Grâce à son sens aigu du sampling et de l’instrumentation soul, il parvient à mettre en valeur la prose tranchante de Nas. Avec des sonorités vintage du plus bel effet, on se croirait revenus dans les années 1990, en plein âge d’or. Dans sa manière d’assembler les featurings, là encore, Kanye démontre son savoir-faire. Résultat, même les plus minimalistes d’entre eux apportent une réelle plus-value au projet, à l’image du morceau “Everything”.
Sachant cela, l’interprète aurait pu briller et se surpasser, mais il a choisi de jouer la sécurité en abordant chaque thème d’une manière finalement assez superficielle. Venant d’un monument comme Nas, on était en droit d’espérer une parole un peu plus profonde, voire plus incisive sur les sujets graves.
Avec Life is Good, il proposait un album rafraîchissant et réussissait par la même occasion à se réinventer. Six ans plus tard, Nas n’a certes rien perdu de sa superbe, mais il aurait sans doute gagné à prendre plus de risques dans ses lyrics. Surtout qu’au-delà de son retour, on attendait de lui quelques éclaircissements sur ses démons extra-musicaux.
Nasir Jones dans la tourmente
Comme pour Kanye West et ses propos controversés sur l’esclavage, la sortie de Nasir coïncide avec une polémique houleuse pour le rappeur de Queensbridge. En effet, il y a quelques mois, sûrement encouragée par le mouvement #MeToo, son ex-femme Kelis sortait du silence et l’accusait de lui avoir fait subir, notamment sur fond d’alcool, des pressions physiques et psychologiques, en plus de l’avoir trompée durant leurs cinq années de vie commune.
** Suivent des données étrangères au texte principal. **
Issue #4766, opened 2025-11-10
[FEATURE] Add mvcombine command in PPL


srikanthpadakanti:
**Is your feature request related to a problem?**
Currently, OpenSearch SQL (PPL) does not provide a native way to combine identical field values from consecutive rows/events into multivalue fields for downstream analytics, data transformation, and aggregation.

**What solution would you like?**
Introduce an `mvcombine` command to:
- Combine values of a specified field from consecutive rows/events into a multivalue field for each group with identical values in other fields.
- Support an optional delimiter parameter to customize value separation.
- Ensure that only consecutive rows/events with matching non-specified fields are combined.
- Work efficiently and be compatible with streaming/distributed queries.

**What alternatives have you considered?**
- Post-processing outside OpenSearch SQL, which adds overhead and complexity.
- Using array aggregation, scripting, or transforms, which do not guarantee strictly consecutive combination and may be less intuitive.

**Do you have any additional context?**
This capability would enable more flexible analytics, summarization, and event correlation tasks within PPL and support common log/data prep workflows and dashboarding.

Reference documentation: [mvcombine command reference](https://help.splunk.com/en/splunk-cloud-platform/search/search-reference/10.1.2507/search-commands/mvcombine)

---

**Examples:**
1. **Basic Example**
   - Input:
     | user | action | id |
     |------|--------|----|
     | joe  | login  | 1  |
     | joe  | login  | 2  |
     | joe  | logout | 3  |
   - Query: `... | mvcombine id`
   - Output:
     | user | action | id      |
     |------|--------|---------|
     | joe  | login  | [1, 2]  |
     | joe  | logout | [3]     |
2. **Delimiter Option**
   - Query: `... | mvcombine id delimiter=";"`
   - Output:
     | user | action | id     |
     |------|--------|--------|
     | joe  | login  | 1;2    |
     | joe  | logout | 3      |
3. **Non-Consecutive Events (Edge Case)**
   - Only consecutive rows/events with identical values in all other fields are combined. Sorting/grouping may be required to combine non-adjacent matches.
   - Input:
     | user | action | id |
     |------|--------|----|
     | joe  | login  | 1  |
     | sam  | login  | 5  |
     | joe  | login  | 2  |
   - Output:
     | user | action | id   |
     |------|--------|------|
     | joe  | login  | [1]  |
     | sam  | login  | [5]  |
     | joe  | login  | [2]  |

dai-chen:
[...]

PR #5663, opened 2026-07-30
Emit list() for mvcombine so it runs on the analytics engine

noCharger:
### Description

`mvcombine` lowered to Calcite `ARRAY_AGG(<field>) FILTER (<field> IS NOT NULL)`, which the analytics-engine (DataFusion) route cannot execute: `ARRAY_AGG` is not in the engine's aggregate function set, so the plan is rejected during marking. Mapping it into the engine is not viable either — Calcite `ARRAY_AGG` infers a nullable-element `ARRAY` while the engine's `array_agg` infers a NOT NULL element, and the two cannot be reconciled during the aggregate rewrite.

The fix stays on the SQL side: `performArrayAggAggregation` now emits the existing PPL `list()` aggregate (`PPLBuiltinOperators.LIST`), which the analytics engine already supports end to end (it maps to the engine's `array_agg` / `list_merge` operators). `ListAggFunction` filters nulls internally, so the explicit `IS NOT NULL` filter is dropped. No analytics-engine (core) change is required.

**Behavior change (please review):** the combined field is now `ARRAY<VARCHAR>` — `list()` renders elements as strings and retains at most 100 values per group, per its documented contract. For string target fields (the documented `mvcombine` use) output is unchanged; numeric/other targets are now stringified and capped. On the Calcite/Lucene path this differs from the previous unbounded, type-preserving `ARRAY_AGG`, so flagging in case reviewers prefer to gate it.

### Bug reproduce (analytics-engine / DataFusion route)

Composite/parquet index, `analytics.planner.prefer_metadata_driver=false` (forces DataFusion):

```ppl
source=test_data | fields category, status | mvcombine status
```

#### Before (`ARRAY_AGG`) — rejected on the analytics engine

Logical plan:

```
LogicalProject(category=[$0], status=[$1])
  LogicalAggregate(group=[{0}], status=[ARRAY_AGG($1) FILTER $2])
    LogicalProject(category=[$0], status=[$7], $f2=[IS NOT NULL($7)])
      LogicalTableScan(table=[[opensearch, test_data]])
```

Physical plan: none — rejected during analytics-engine marking, before execution.

Output:

```json
{
  "error": {
    "details": "No enum constant org.opensearch.analytics.spi.AggregateFunction.ARRAY_AGG",
  },
  "status": 500
}
```

#### After (`LIST`) — runs on DataFusion

Logical plan:

```
LogicalProject(category=[$0], status=[$1])
  LogicalAggregate(group=[{0}], status=[LIST($1)])
    LogicalProject(category=[$0], status=[$7])
      LogicalTableScan(table=[[opensearch, test_data]])
```

Physical plan (`profile=true`; every node `viableBackends=[[datafusion]]`, stage `chosen_backend=datafusion`):

```
OpenSearchSort(fetch=[10000], viableBackends=[[datafusion]])
  OpenSearchProject(category=[$0], status=[$1], viableBackends=[[datafusion]])
    OpenSearchAggregate(group=[{0}], status=[LIST($1)], mode=[SINGLE], viableBackends=[[datafusion]])
      OpenSearchProject(category=[$0], status=[$7], viableBackends=[[datafusion]])
        OpenSearchTableScan(table=[[test_data]], viableBackends=[[datafusion]])
```

Output:

```
+----------+--------------------------+
| category | status                   |
|----------+--------------------------|
| A        | ["active", "active"]     |
| B        | ["inactive", "active"]   |
| C        | ["pending"]              |
+----------+--------------------------+
```

### Related Issues

Related to #4766 ([FEATURE] Add `mvcombine` command in PPL) — extends it to the analytics-engine (DataFusion) route.

### Check List

  - `CalcitePPLMvCombineTest` logical-plan + Spark SQL expectations updated for the `LIST` aggregate. `CalciteMvCombineCommandIT` is unchanged (it already asserts string-array output on a string field).
  - `docs/user/ppl/cmd/mvcombine.md` gains a Limitations note (string elements, 100-value cap, unordered).

### DIFF
--- a/core/src/main/java/org/opensearch/sql/calcite/CalciteRelNodeVisitor.java
+++ b/core/src/main/java/org/opensearch/sql/calcite/CalciteRelNodeVisitor.java
@@ -73,7 +73,6 @@ import org.apache.calcite.rex.RexNode;
 import org.apache.calcite.rex.RexVisitorImpl;
 import org.apache.calcite.rex.RexWindowBounds;
 import org.apache.calcite.sql.SqlKind;
-import org.apache.calcite.sql.fun.SqlLibraryOperators;
 import org.apache.calcite.sql.fun.SqlStdOperatorTable;
 import org.apache.calcite.sql.fun.SqlTrimFunction;
 import org.apache.calcite.sql.type.ArraySqlType;
@@ -4498,13 +4497,10 @@ public class CalciteRelNodeVisitor extends AbstractNodeVisitor<RelNode, CalciteP
       RelBuilder relBuilder, int targetIndex, String targetName, List<RexNode> groupExprs) {
 
     final RexNode targetRef = relBuilder.field(targetIndex);
-    final RexNode notNullTarget = relBuilder.isNotNull(targetRef);
-
+    // list() rather than Calcite ARRAY_AGG: list() carries the ARRAY<VARCHAR> contract the
+    // analytics-engine (DataFusion) route supports, and drops nulls itself (no filter needed).
     final RelBuilder.AggCall aggCall =
-        relBuilder
-            .aggregateCall(SqlLibraryOperators.ARRAY_AGG, targetRef)
-            .filter(notNullTarget)
-            .as(targetName);
+        relBuilder.aggregateCall(PPLBuiltinOperators.LIST, targetRef).as(targetName);
 
     relBuilder.aggregate(relBuilder.groupKey(groupExprs), aggCall);
   }
--- a/docs/user/ppl/cmd/mvcombine.md
+++ b/docs/user/ppl/cmd/mvcombine.md
@@ -108,6 +108,10 @@ Error: Query returned no data
 
 =======
 
+## Limitations
+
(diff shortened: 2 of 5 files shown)


noCharger:
Closed in favor of a type-preserving fix on the analytics-engine (DataFusion) side.

This PR emitted the PPL `list()` aggregate, which runs on the DataFusion route but downgrades the combined field to `ARRAY<VARCHAR>` (elements stringified) with a 100-value cap on *all* engines — a semantic regression for non-string fields.

Instead, `mvcombine` keeps emitting the type-preserving Calcite `ARRAY_AGG` (mainline; already correct on Calcite/Lucene), and the DataFusion route is taught to execute it via a dedicated type-preserving array-agg operator (element type = source type, no VARCHAR cast). Java-only in the analytics engine, no Rust change (the `array_agg`/`list_merge` UDAFs are already type-generic).

Verified live on the DataFusion route: `mvcombine` over an integer field returns `ARRAY<INT>` (`[30, 30]`, not `["30","30"]`) with `chosen_backend=datafusion`; `list()`/`values()` remain `ARRAY<VARCHAR>`. That change will be raised as a separate opensearch-project/OpenSearch (core) PR.

PR #5669, opened 2026-08-01
fix: allow LIST/VALUES aggregates to accept DATE/TIMESTAMP/IP/BINARY field types

### LINKED ISSUE #22581: [BUG] analytics-engine LIST/VALUES aggregates reject DATE/TIMESTAMP/IP/BINARY despite allowing them
### Bug

The PPL `LIST` and `VALUES` aggregates reject field types that their own signature lists as allowed. Every call over a `DATE`/`TIMESTAMP`/`IP`/`BINARY` field returns a self-contradictory `400`:

```
"reason": "Invalid Query",
"details": "Aggregation function LIST expects field type
   {[BYTE]|[SHORT]|[INTEGER]|[LONG]|[FLOAT]|[DOUBLE]|[STRING]|[BOOLEAN]|[DATE]|[TIME]|[TIMESTAMP]|[IP]|[BINARY]},
   but got [TIMESTAMP]",
```

`[TIMESTAMP]` is in the allowed set, yet it is rejected. Same for `[DATE]`, `[IP]`, `[BINARY]`.

### Steps to reproduce

1. Index a doc with a date field:
   ```
   PUT /t/_doc/1?refresh
   { "ts": "2004-07-09 10:17:35" }
   ```
2. Run a `list` aggregate over it via the analytics-engine PPL route:
   ```
   POST /_plugins/_ppl
   { "query": "source=t | stats list(ts)" }
   ```
3. Response is `400 Invalid Query` with the `details` shown above. Expected: a list of the field's values.

Or via the sandbox IT:
```
./gradlew ':sandbox:qa:analytics-engine-rest:integTest' \
  --tests 'org.opensearch.analytics.qa.ListAggregateMultiTypeIT.testListBinary'
```

### Failing tests (`:sandbox:qa:analytics-engine-rest:integTest`)

`DatetimeCoverageIT.testListFunctionDateUsesSpace`, `testListFunctionTimestampUsesSpace`; `ListAggregateMultiTypeIT.testListBinary`, `testListDate`, `testListDateNanos`, `testListIp`; `ListAggregateMultiShardIT.testListBinaryTwoShards`, `testListDateTwoShards`, `testListIpTwoShards`; `TwoShardAggregationIT.testReduceCorrectnessAcrossTwoShards`; `TwoShardOversamplingAggregationIT.testReduceCorrectnessAcrossTwoShards`.

### Notes

Fails deterministically on `main` (reproduced on unrelated PRs, e.g. #22553). The `VALUES` variant lists both `[BINARY]` and `[BINARY,INTEGER]` as allowed but still rejects `[BINARY]`, suggesting the operand check compares full type identity rather than the `SqlTypeName`. Likely area: `sandbox/plugins/analytics-engine/src/main/java/org/opensearch/analytics/planner/rules/OpenSearchAggregateSplitRule.java` / `OpenSearchValuesRule.java`.

waterWang:
### Description

This PR fixes a type-matching bug in the PPL aggregate function validation that caused LIST and VALUES aggregate functions to reject DATE, TIMESTAMP, IP, and BINARY field types, even though these types were explicitly listed in the allowed signatures.

### Root Cause

The `typesMatch()` method in `PPLTypeChecker.java` was returning `false` when one operand was a UDT (via `AbstractExprRelDataType`) and the other was a plain `RelDataType`. Database-sourced fields (e.g., TIMESTAMP from a table) arrive as plain `RelDataType`, but the allowed `SCALAR_TYPES` list in `PPLOperandTypes.java` uses UDT variants for temporal/special types (e.g., `TIMESTAMP_UDT`, `DATE_UDT`, `IP_UDT`, `BINARY_UDT`).

This caused the validation to fail with:
```
Aggregation function LIST expects field type {[BYTE]|[SHORT]|[INTEGER]|[LONG]|[FLOAT]|[DOUBLE]|[STRING]|[BOOLEAN]|[DATE]|[TIME]|[TIMESTAMP]|[IP]|[BINARY]}, but got [TIMESTAMP]
```

### Fix

Changed `typesMatch()` to fall back to `SqlTypeName` comparison when one operand is a UDT and the other is a plain `RelDataType`, instead of returning `false`.

### Related Issues

Fixes opensearch-project/OpenSearch#22581

### DIFF
--- a/core/src/main/java/org/opensearch/sql/expression/function/PPLTypeChecker.java
+++ b/core/src/main/java/org/opensearch/sql/expression/function/PPLTypeChecker.java
@@ -563,10 +563,9 @@ public interface PPLTypeChecker {
         && actual instanceof AbstractExprRelDataType<?> actUdt) {
       return expUdt.getUdt() == actUdt.getUdt();
     }
-    if (expected instanceof AbstractExprRelDataType<?>
-        || actual instanceof AbstractExprRelDataType<?>) {
-      return false;
-    }
+    // Fall back to SqlTypeName comparison when one operand is a UDT and the other is a plain
+    // RelDataType. This covers database-sourced fields (e.g. TIMESTAMP) that arrive as plain
+    // RelDataType against allowed signatures using UDT variants (e.g. TIMESTAMP_UDT).
     return expected.getSqlTypeName() == actual.getSqlTypeName();
   }
 


dai-chen (commented):
Please add IT to verify.

PR #5671, opened 2026-08-03
Document that PPL fetch_size limits aggregation buckets

ahkcs:
### Description

`fetch_size` is applied to the **final** rows of a PPL query, so on an aggregating query it limits the number of aggregation **buckets** returned rather than sampling documents. The existing docs described it only as "limits the number of rows returned," which reads like DSL `size` — where aggregation results come back in full.

This adds a short section covering:

- `fetch_size` is equivalent to appending `| head <fetch_size>`, so for `stats`/`timechart`/`top`/`rare`/`patterns ... mode=aggregation` it truncates buckets.
- Aggregate **values** stay correct — unlike DSL `terminate_after`, which undercounts because documents are never collected. But unlike DSL `size`, aggregation results *are* truncated. It matches neither analogue exactly, which is what made the behavior easy to misread.
- Bucket counts grow with the queried time range rather than data volume, so a fixed limit truncates unexpectedly on wide ranges.

Raised in review of opensearch-project/OpenSearch-Dashboards#12511, where this behavior caused Discover to silently drop buckets from PPL visualizations.

### Issues Resolved

None; documentation gap found during review of OpenSearch-Dashboards#12511.

### Check List

Docs-only change. `docs/user/interfaces/` is not covered by the doctest suite, so no queries here are executed as assertions; the example values were confirmed by hand against a local 3.8.0-SNAPSHOT cluster.

### DIFF
--- a/docs/user/ppl/limitations/limitations.md
+++ b/docs/user/ppl/limitations/limitations.md
@@ -62,7 +62,7 @@ For the following functionalities, the query will be forwarded to the V2 query e
     * ML  
     * Kmeans  
 * `show datasources` and command  
-* SQL queries with `fetch_size` parameter (cursor-based pagination). Note: PPL's `fetch_size` (response size limiting, no cursor) is supported in Calcite Engine.
+* SQL queries with `fetch_size` parameter (cursor-based pagination). Note: PPL's `fetch_size` (response size limiting, no cursor) is supported in Calcite Engine. It limits the final rows of the query, so on an aggregating query it limits the number of buckets returned.
 
 
 ## Malformed Field Names in Object Fields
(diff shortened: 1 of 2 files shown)


docs/user/ppl/limitations/limitations.md
```diff
@@ -62,7 +62,7 @@ For the following functionalities, the query will be forwarded to the V2 query e
     * ML  
     * Kmeans  
 * `show datasources` and command  
-* SQL queries with `fetch_size` parameter (cursor-based pagination). Note: PPL's `fetch_size` (response size limiting, no cursor) is supported in Calcite Engine.
+* SQL queries with `fetch_size` parameter (cursor-based pagination). Note: PPL's `fetch_size` (response size limiting, no cursor) is supported in Calcite Engine. It limits the final rows of the query, so on an aggregating query it limits the number of buckets returned.
```
penghuo, line 65: As this is PPL limitations doc, Remove following sentence

> SQL queries with `fetch_size` parameter (cursor-based pagination). Note:

PR #112, opened 2022-07-01
Feature/83/create who we are section

DeLettenhove:
Create who we are section of the guest home page.

image


src/containers/guest-home-page/WhoWeAre.js
```diff
@@ -0,0 +1,53 @@
...
+    maxWidth: '100%',
+  }
+}
+
+
+const WhoWeAre = () => {
+  const { t } = useTranslation()
+
+  return (
+    <Box sx={ style.container }>
```
LubomyrKashuba, line 35: use className 'section'. It is global class with marginBottom placed in index.css

DeLettenhove: Fixed.

tarasSanotskyi (approved):

PR #180, opened 2022-07-27
Add VideoBox component to storybook

DeLettenhove:
Add VideoBox component to storybook.

### DIFF
--- a/src/stories/VideoBox.stories.js
+++ b/src/stories/VideoBox.stories.js
@@ -1,0 +1,21 @@
+import VideoBox from '~/components/video-box/VideoBox'
+import videoImg from '~/assets/img/guest-home-page/videoImg.png'
+
+export default {
+  title: 'VideoBox',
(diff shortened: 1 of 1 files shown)


src/stories/VideoBox.stories.js
```diff
@@ -0,0 +1,33 @@
...
+      description: 'Variable of the image'
+    }
+  }
+}
+
+const Template = (args) => <VideoBox {...args} />
+
+export const Desktop = Template.bind({})
+
+Desktop.args = {
```
rostyslaw27, line 19: leave only one state because props are the same everywhere

rostyslaw27 (changes requested):

src/stories/VideoBox.stories.js
DeLettenhove: Fixed.

rostyslaw27 (approved):

PR #281, opened 2022-08-29
fixed header overlap content

greentoss:
fixed overlap content under header

### DIFF
--- a/src/containers/app-content/AppContent.js
+++ b/src/containers/app-content/AppContent.js
@@ -11,7 +11,7 @@ const styles = {
     height: '100vh',
     '.MuiToolbar-root + div': {
       flexGrow: 1,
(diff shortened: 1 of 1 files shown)


Yevhendzyuba (approved):

src/containers/app-content/AppContent.js
```diff
@@ -10,7 +10,12 @@ const styles = {
     flexDirection: 'column',
     height: '100vh',
     '.MuiToolbar-root + div': {
-      flexGrow: 1
+      flexGrow: 1,
+      marginTop: {
```
rostyslaw27, line 14: you can rename it from marginTop to mt

greentoss: renamed

PR #421, opened 2023-01-31
fixed signup form validation

greentoss:
- fields are red if error on blur also as on change
- submit button disabled untill all form fields are valid and filled
- checkbox is active untill all form fields are valid and filled
bug3

### DIFF
--- a/src/containers/guest-home-page/signup-form/SignupForm.js
+++ b/src/containers/guest-home-page/signup-form/SignupForm.js
@@ -1,4 +1,4 @@
-import { useState, useEffect } from 'react'
+import { useState, useMemo, useCallback } from 'react'
 import { useTranslation } from 'react-i18next'
 import HashLink from '~/components/hash-link/HashLink'
 import { useSelector } from 'react-redux'
@@ -18,7 +18,6 @@ const SignupForm = ({ handleSubmit, handleChange, handleBlur, data, errors, clos
   const { t } = useTranslation()
   const { privacyPolicy, termOfUse } = guestRoutes
   const [buttonDisabled, setButtonDisabled] = useState(true)
-  const [checkDisabled, setCheckDisabled] = useState(true)
   const { inputVisibility: passwordVisibility, showInputText: showPassword } = useInputVisibility(errors.password)
   const { inputVisibility: confirmPasswordVisibility, showInputText: showConfirmPassword } = useInputVisibility(
     errors.confirmPassword
@@ -29,13 +28,11 @@ const SignupForm = ({ handleSubmit, handleChange, handleBlur, data, errors, clos
     setButtonDisabled(!buttonDisabled)
   }
 
-  const handleIsFormValid = () => {
-    return Object.values(errors).every((elem) => elem === undefined) && Object.values(data).every((elem) => elem !== '')
-  }
+  const hasErrors = useCallback(() => Object.values(errors).some((elem) => elem === undefined), [errors])
 
-  useEffect(() => {
-    handleIsFormValid() ? setCheckDisabled(false) : setCheckDisabled(true)
-  }, [errors, handleIsFormValid])
+  const emptyData = useCallback(() => Object.values(data).every((elem) => elem !== ''), [data])
+
+  const isValid = useMemo(() => hasErrors() && emptyData(), [emptyData, hasErrors])
 
   const policyAgreement = (
     <Box sx={ styles.box }>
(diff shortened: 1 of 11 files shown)


KhrystynaPavlikovska (approved):

src/containers/guest-home-page/signup-form/SignupForm.js
```diff
@@ -28,6 +29,14 @@ const SignupForm = ({ handleSubmit, handleChange, handleBlur, data, errors, clos
     setButtonDisabled(!buttonDisabled)
   }
```
maarekua, line 31: const isValid = useMemo(() => hasErros || noData, [hasErrors, noData])

greentoss: remade through using useMemo. the result is the same as in gif before
once again - we check errors object for undefined values 
and check data object for not empty strings
Screenshot_2
so i used .some() for errors object, because its elements added only if error ocurs
and used .every() for data object, because it has 5 elements and every of them has to be not undefined

another variants are cousing unappropriate behavior, and enable user to submit empty form

maarekua: Still we can use the useMemo hook.

src/containers/guest-home-page/signup-form/SignupForm.js
```diff
@@ -28,6 +28,12 @@ const SignupForm = ({ handleSubmit, handleChange, handleBlur, data, errors, clos
...
 
+  const hasErrors = useCallback(() => Object.values(errors).some((elem) => elem === undefined), [errors])
+
+  const emptyData = useCallback(() => Object.values(data).every((elem) => elem !== ''), [data])
```
MickhaelSh, line 33: if u need only result and not the function use useMemo instead useCallback

greentoss: yes, i used useCallback in those separete functions. now i refactored, removed separete funcs and putt everything into useMemo

src/containers/guest-home-page/signup-form/SignupForm.js
greentoss: yes i had used it, refactored a bit

src/utils/validations/login.js
```diff
@@ -31,7 +31,7 @@ export const lastName = (value) => {
 
 export const confirmPassword = (password, data) => {
   let helperText
-  if (password !== data.confirmPassword) {
+  if (password !== data.password) {
     helperText = 'common.errorMessages.passwordsDontMatch'
```
maarekua, line 35: helperText = emptyField(password, password !== data.password ? 'common.errorMessages.passwordsDontMatch' : '')

greentoss: refactored using ternar
now helpertext is a string anyway, either full or empty, 
so i had to change it to be string in all validations.

src/containers/guest-home-page/signup-form/SignupForm.js
```diff
@@ -131,6 +136,7 @@ const SignupForm = ({ handleSubmit, handleChange, handleBlur, data, errors, clos
       <Box sx={ styles.checkboxContainer }>
         <FormControlLabel
           control={ <Checkbox /> }
+          disabled={ isValid ? false : true }
```
MickhaelSh, line 139: u can use just isValid if this is boolean, or Boolean(isValid), ternary is not needed

src/utils/validations/login.js
```diff
@@ -31,9 +31,6 @@ export const lastName = (value) => {
 
 export const confirmPassword = (password, data) => {
   let helperText
-  if (password !== data.confirmPassword) {
-    helperText = 'common.errorMessages.passwordsDontMatch'
-  }
-  helperText = emptyField(password, helperText)
+  helperText = emptyField(password, password !== data.password ? 'common.errorMessages.passwordsDontMatch' : '')
```
MickhaelSh, line 34: what is this? omg

MickhaelSh: delete helper text and return this ternary, or with using if operator use few returns, 
if (password !== data.confirmPassword){
return error)
return result

greentoss: returned to previous variant but mentioninh helpertext as string

src/containers/guest-home-page/signup-form/SignupForm.js
greentoss: fixed

PR #503, opened 2023-03-02
472/Implemented offers view switcher

mxrcury:
Implement a switcher that can change view of offers (horizontal and square versions):

[FIGMA](https://www.figma.com/file/liJZDYhUnDP15Pi9bipDcv/Space2Study-(Students)?node-id=3193%3A59961&t=RQ8FuzVvyCQM7MdM-1)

Nas ne s’est jamais totalement expliqué sur le sujet.
Tel un Jay-Z plus ouvert que jamais sur l’album 4:44, on aurait pu s’attendre à ce que son ennemi d’hier suive le même chemin vers la rédemption. Il n’en est rien. On ne trouve, sur cet album de Nas, aucune explication ni réaction à ses conflits conjugaux. Seul le titre de clôture, sans pour autant prendre des allures de pardon, semble y faire allusion. Il y fait part de son désir de voir ses enfants et lui être en paix, et d’apprécier les choses simples de la vie pour appréhender le monde en toute humilité.
Si le public peut se réjouir de constater que Nas rappe toujours aussi bien, cet “oubli” a de quoi faire grincer des dents. Le rappeur a beau être une légende du hip-hop, cette ombre noire sur son tableau ne doit pas être éludée. Encore une fois, la question de savoir s’il faut dissocier ou non l’homme de l’artiste va diviser l’opinion. Il n’empêche que, musicalement, Nasir reste un très bon album de rap.